The Good Behaviour Game, discussed by Katherine Hynes and colleagues from Penn Sate University, Pennsylvania, US, can be quantified in terms of the number, length and frequency of sessions and quality of delivery.
But as editors Nick Axford and Michael Little point out, “Very few children who may be in desperate need of such carefully administered help come anywhere near such manualised programmes.” One attempt to help capture the complexity of ‘services as normal’ is the Client Service Receipt Inventory (CSRI), used in adapted form by Elizabeth Monck and Alan Rushton to chart the use of post-adoption help.
However, the editors suggest that for all its strengths the measure “pays more attention to the frequency and location of contacts with agencies and professionals than to service content” and that “the detail relates primarily to hospital visits and school-based provision”. These are two of the better approaches to measuring services available, they argue. “Most accounts actually say surprisingly little about what children or families received. They make it no easier to imagine what a service ‘looks like’.

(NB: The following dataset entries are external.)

PR #2589, opened 2026-06-09
feat: add Agent type definition `protocol_version` (NR-568042)

gsanchezgavier:
## Summary
Introduces a schema **protocol version** for agent-type definitions, decoupled from both the agent-type `version` (semver) and the Agent Control release version. 

Every agent-type file **must** now declare a quoted `protocol_version: "MAJOR.MINOR"`, which is validated at the registry ingestion boundary before the rest of the file is parsed.

Agent Control declares a single `SUPPORTED_PROTOCOL_VERSION` (the max it understands). 

## Changes
- New `agent_type/protocol_version.rs`: `ProtocolVersion` parsing + compatibility check.
- `parse_agent_type_definition` validates `protocol_version` first; an incompatible/missing/malformed version is rejected with a clear error.
- All embedded agent-type YAMLs declare `protocol_version: "0.1"`.

## Notes
- The check runs for both embedded and dynamic (custom) agent types.
- Bumping `SUPPORTED_PROTOCOL_VERSION` is the single knob for widening what AC accepts.

### DIFF
--- a/agent-control/src/agent_type/definition.rs
+++ b/agent-control/src/agent_type/definition.rs
@@ -43,8 +43,8 @@ pub struct AgentTypeDefinition {
     pub runtime_config: Runtime,
 }
 
-/// Wraps [AgentTypeDefinition] to force deserialization using [parse_agent_type_definition] which
-/// verifies the `protocol_version`.
+/// Wraps [AgentTypeDefinition] to force deserialization through [AgentTypeDefinition::from_slice],
+/// which verifies the `protocol_version`.
 struct RawAgentTypeDefinition(AgentTypeDefinition);
 
 impl<'de> Deserialize<'de> for RawAgentTypeDefinition {
@@ -84,17 +84,6 @@ impl<'de> Deserialize<'de> for RawAgentTypeDefinition {
     }
 }
 
-/// Parses raw yaml content into an [AgentTypeDefinition], validating the file's `protocol_version`
-/// before the document is converted into the definition.
-pub fn parse_agent_type_definition(
-    content: &[u8],
-) -> Result<AgentTypeDefinition, AgentTypeDefinitionParseError> {
-    let document: serde_json::Value = serde_saphyr::from_slice(content)?;
-    protocol_version::check(&document)?;
-    let definition = serde_json::from_value::<RawAgentTypeDefinition>(document)?.0;
-    Ok(definition)
-}
-
 #[derive(Error, Debug)]
 pub enum AgentTypeDefinitionParseError {
     #[error("incompatible protocol version: {0}")]
@@ -106,6 +95,15 @@ pub enum AgentTypeDefinitionParseError {
 }
 
 impl AgentTypeDefinition {
+    /// Parses raw yaml content into an [AgentTypeDefinition], validating the file's
+    /// `protocol_version` before the document is converted into the definition.
+    pub fn from_slice(content: &[u8]) -> Result<Self, AgentTypeDefinitionParseError> {
+        let document: serde_json::Value = serde_saphyr::from_slice(content)?;
+        protocol_version::check(&document)?;
+        let definition = serde_json::from_value::<RawAgentTypeDefinition>(document)?.0;
+        Ok(definition)
+    }
+
     pub fn agent_type_id(&self) -> &AgentTypeID {
         &self.metadata.id
     }
@@ -549,7 +547,7 @@ deployment:
             "protocol_version: \"{SUPPORTED_PROTOCOL_VERSION}\""
         ));
 
-        let definition = parse_agent_type_definition(yaml.as_bytes()).unwrap();
+        let definition = AgentTypeDefinition::from_slice(yaml.as_bytes()).unwrap();
 
         assert_eq!(definition.agent_type_id().namespace(), "ns");
         assert_eq!(definition.agent_type_id().name(), "test");
@@ -571,7 +569,7 @@ deployment: {{}}
 "#
         );
 
-        let definition = parse_agent_type_definition(yaml.as_bytes()).unwrap();
+        let definition = AgentTypeDefinition::from_slice(yaml.as_bytes()).unwrap();
 
         assert_eq!(definition.metadata.environment, Environment::Linux);
         assert_matches!(definition.runtime_config.deployment, Deployment::Host(_));
@@ -582,7 +580,7 @@ deployment: {{}}
         let yaml = k8s_definition_yaml("");
 
         assert_matches!(
-            parse_agent_type_definition(yaml.as_bytes()),
+            AgentTypeDefinition::from_slice(yaml.as_bytes()),
             Err(AgentTypeDefinitionParseError::ProtocolVersion(
                 ProtocolVersionError::Missing
             ))
@@ -595,7 +593,7 @@ deployment: {{}}
         let yaml = k8s_definition_yaml("protocol_version: \"99.0\"");
 
         assert_matches!(
-            parse_agent_type_definition(yaml.as_bytes()),
+            AgentTypeDefinition::from_slice(yaml.as_bytes()),
             Err(AgentTypeDefinitionParseError::ProtocolVersion(
                 ProtocolVersionError::IncompatibleMajor { .. }
             ))
@@ -608,7 +606,7 @@ deployment: {{}}
         let yaml = k8s_definition_yaml(&format!("protocol_version: {SUPPORTED_PROTOCOL_VERSION}"));
 
         assert_matches!(
-            parse_agent_type_definition(yaml.as_bytes()),
+            AgentTypeDefinition::from_slice(yaml.as_bytes()),
             Err(AgentTypeDefinitionParseError::ProtocolVersion(
                 ProtocolVersionError::InvalidFormat(_)
             ))
@@ -617,7 +615,7 @@ deployment: {{}}
 
     #[test]
     fn parse_rejects_malformed_yaml() {
-        let err = parse_agent_type_definition(b"name: [unclosed").unwrap_err();
+        let err = AgentTypeDefinition::from_slice(b"name: [unclosed").unwrap_err();
 
         assert_matches!(err, AgentTypeDefinitionParseError::Yaml(_));
     }
@@ -638,7 +636,7 @@ platform: host
         );
 
         assert_matches!(
-            parse_agent_type_definition(yaml.as_bytes()),
+            AgentTypeDefinition::from_slice(yaml.as_bytes()),
             Err(AgentTypeDefinitionParseError::Definition(_))
         );
     }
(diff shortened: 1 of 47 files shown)


agent-control/src/agent_type/protocol_version.rs
```diff
@@ -0,0 +1,196 @@
...
+//!
+//! For example, an Agent Control supporting `1.6` accepts `1.0`..=`1.6`, rejects `1.7` (too new),
+//! and rejects `0.9` and `2.0` (wrong major).
+
+use std::fmt::{self, Display};
+use std::str::FromStr;
+use thiserror::Error;
+
+/// Maximum protocol version this Agent Control understands.
+pub const SUPPORTED_PROTOCOL_VERSION: ProtocolVersion = ProtocolVersion { major: 0, minor: 1 };
```
sigilioso: Have you considered defining this in `Cargo.toml`. Something similar to:

```toml
[package.metadata]
# Max agent-type schema protocol version this Agent Control understands (MAJOR.MINOR).
agent_type_protocol_version = "0.1"
```

It would require some boilerplate to load it and keep the constant (we would need some `build.rs` magic ✨), but it could be worth it. What do you think?

agent-control/src/agent_type/protocol_version.rs
```diff
@@ -0,0 +1,196 @@
...
+        })
+    }
+}
+
+impl ProtocolVersion {
+    /// Checks this version against [SUPPORTED_PROTOCOL_VERSION].
+    /// A different major is a breaking change in either direction; a higher minor under the same major
+    /// is too new for this Agent Control. Equal or lower minors under the same major are additive and
+    /// backward-compatible.
+    pub fn is_compatible_with_supported(&self) -> Result<(), ProtocolVersionError> {
```
sigilioso:
```suggestion
    pub fn is_supported(&self) -> Result<(), ProtocolVersionError> {
```

I find it less confusing than `is_compatible_with_supported`

agent-control/src/agent_type/protocol_version.rs
```diff
@@ -0,0 +1,196 @@
...
+    fn check_reports_missing_field() {
+        assert_eq!(
+            check(&yaml_value("name: whatever")),
+            Err(ProtocolVersionError::Missing)
+        );
+    }
+
+    #[test]
+    fn check_rejects_unquoted_float() {
+        // An unquoted `0.1` is a yaml float, not the required quoted MAJOR.MINOR string.
```
sigilioso, line 177: Could make sense to also support the float representation or does it come with some downsides? Forgetting the quotes is a really easy mistake (although it is also easy to detect)

agent-control/src/agent_type/protocol_version.rs
```diff
@@ -0,0 +1,196 @@
...
+        file: ProtocolVersion,
+        supported: ProtocolVersion,
+    },
+    #[error(
+        "unsupported protocol_version {file}: newer than supported (this agent control supports up to {supported})"
+    )]
+    TooNew {
+        file: ProtocolVersion,
+        supported: ProtocolVersion,
+    },
```
sigilioso, line 49: Would the name `target` be clearer than `file`?

agent-control/src/agent_type/definition.rs
```diff
@@ -42,42 +43,68 @@ pub struct AgentTypeDefinition {
     pub runtime_config: Runtime,
 }
 
-impl<'de> Deserialize<'de> for AgentTypeDefinition {
+/// Wraps [AgentTypeDefinition] to force deserialization using [parse_agent_type_definition] which
+/// verifies the `protocol_version`.
+struct RawAgentTypeDefinition(AgentTypeDefinition);
```
sigilioso: Because this type is private we have no other alternative to use `parse_agent_type_definition`. Nice! 💯

danielorihuela, line 48: I don't understand why this wrapper is needed.

The custom deserializer behaviour remains the same. We just modified the name of some variables. `parse_agent_type_definition` is not called inside the deserializer. It's a function that we call when we need. How does this wrapper enforce the usage of `parse_agent_type_definition` then?

agent-control/src/agent_type/definition.rs
```diff
@@ -42,42 +43,68 @@ pub struct AgentTypeDefinition {
...
+/// Parses raw yaml content into an [AgentTypeDefinition], validating the file's `protocol_version`
+/// before the document is converted into the definition.
+pub fn parse_agent_type_definition(
+    content: &[u8],
+) -> Result<AgentTypeDefinition, AgentTypeDefinitionParseError> {
+    let document: serde_json::Value = serde_saphyr::from_slice(content)?;
+    protocol_version::check(&document)?;
+    let definition = serde_json::from_value::<RawAgentTypeDefinition>(document)?.0;
+    Ok(definition)
+}
```
sigilioso: Nit: we could move it to `AgentTypeDefinition`, so it mimics how serde loads from `&[u8]`:

```rust
// We could do this
let agent_type_def = AgentTypeDefinition::from_slice(some_bytes)?;
// instead of
let agent_type_def = parse_agent_type_definition(some_bytes)?;
```

sigilioso (commented):
I like the approach, thanks!

I've left some _nits_  add suggestions.

agent-control/src/agent_type/protocol_version.rs
```diff
@@ -0,0 +1,196 @@
+//! Versioning for the agent-type *schema language* itself, decoupled from both the agent type
+//! `version` (semver) and the Agent Control release version.
+//!
+//! Agent Control declares a single [SUPPORTED_PROTOCOL_VERSION] (the maximum it understands). Every
+//! agent type file must declare a `protocol_version` (a quoted `MAJOR.MINOR` string), which is
```
danielorihuela, line 5: Curious: Why only major and minor? The CDD mentions `MAJOR.MINOR.PATCH`

agent-control/src/agent_type/protocol_version.rs
gsanchezgavier: this was something that i thought it could be definitely improved, but kind of postponed until we consume this externally so I haven't though much about it... but the proposal look great ! i will try to make it work thanks!

agent-control/src/agent_type/protocol_version.rs
gsanchezgavier: thought about the same , but seemed too much for me, given that most probably no one will start these definitions from the scratch. 

> (although it is also easy to detect)

exactly, but let me know if you think it worth i can implement it

agent-control/src/agent_type/definition.rs
gsanchezgavier: yes the other clean alternative was to do this in the AgentTypeDefinition deserialization but that would have been a real pain for unit tests, or required some kind of hack

agent-control/src/agent_type/protocol_version.rs
gsanchezgavier: you might be confused with `version` metadata. Look at the `Agent Type compatibility` section, there it explains this and have a reference to the original doc

agent-control/src/agent_type/definition.rs
danielorihuela: Got it in https://github.com/newrelic/newrelic-agent-control/pull/2589#discussion_r3381865905.

gsanchezgavier: The idea is that you cannot deserialize the agent type definition without checking the protocol version in production code. So AgentTypeDefinition remains pub, but without deser, and this one is private with deser... and the parsing only can happen through `parse_agent_type_definition` which checks the protocol

agent-control/src/agent_type/protocol_version.rs
sigilioso: There is no need to support it (unless it is identified as a pain point in the future). The validator (or schema) should catch these errors easily.

agent-control/src/agent_type/protocol_version.rs
gsanchezgavier: done thanks!

agent-control/src/agent_type/protocol_version.rs
gsanchezgavier: done

agent-control/src/agent_type/registry/local/embedded.rs
sigilioso, line 1: Would it make sense extend the tests for embedded agent types to check their protocol version? It is a silly sanity check, maybe it is too much.

sigilioso (dismissed):
LGTM 👍 

I've left a comment regarding the possibility of extending the tests for embedded agents, but it can perfectly be ignored or addressed later.

agent-control/src/agent_type/registry/local/embedded.rs
gsanchezgavier: well i might be missing something but this should be already being checked as is using from_slice and that checks the protocol_version

gsanchezgavier: yes i just did a quick test and look
```

thread 'agent_type::registry::local::tests::test_default_loads_embedded_definitions' (3250613) panicked at agent-control/src/agent_type/registry/local/embedded.rs:24:18:
Invalid or incompatible embedded agent type: ProtocolVersion(TooNew { target: ProtocolVersion { major: 1, minor: 2 }, supported: ProtocolVersion { major: 1, minor: 0 } })

---- agent_type::registry::local::tests::test_new_overlays_custom_over_embedded_and_earlier_custom stdout ----

thread 'agent_type::registry::local::tests::test_new_overlays_custom_over_embedded_and_earlier_custom' (3250616) panicked at agent-control/src/agent_type/registry/local/embedded.rs:24:18:
Invalid or incompatible embedded agent type: ProtocolVersion(TooNew { target: ProtocolVersion { major: 1, minor: 2 }, supported: ProtocolVersion { major: 1, minor: 0 } })


failures:
    agent_type::registry::local::agent_type_validation_tests::all_agent_type_definitions_are_present
    agent_type::registry::local::agent_type_validation_tests::all_agent_type_definitions_are_resilient_k8s
    agent_type::registry::local::agent_type_validation_tests::all_agent_type_definitions_are_resilient_linux
    agent_type::registry::local::agent_type_validation_tests::all_agent_type_definitions_are_resilient_windows
    agent_type::registry::local::embedded::tests::embedded_definitions_count_per_environment
    agent_type::registry::local::tests::test_default_loads_embedded_definitions
```
It fails all over the place

sigilioso: I was the one missing something, thanks for clarifying 🚀

sigilioso (approved):
As long as we keep an eye on the APM test to move it back to `*` when ready, we can merge this as it is, right?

“There is a case for developing and testing new research measures of service provision and a need for a degree of standardisation across agencies in terms of how service use is represented in assessment tools and statistical returns. They acknowledge the potential pitfalls with this but argue that something needs to be done: “Critics may argue that this approach is hopelessly reductive: a service is fundamentally relational – a complex and dynamic transaction between two or more people.
One may as well try to understand affection by anatomising a kiss. “Currently, however, disparities in language, classification, type of information recorded and format prohibit meaningful comparison or the compilation of data for individual children.”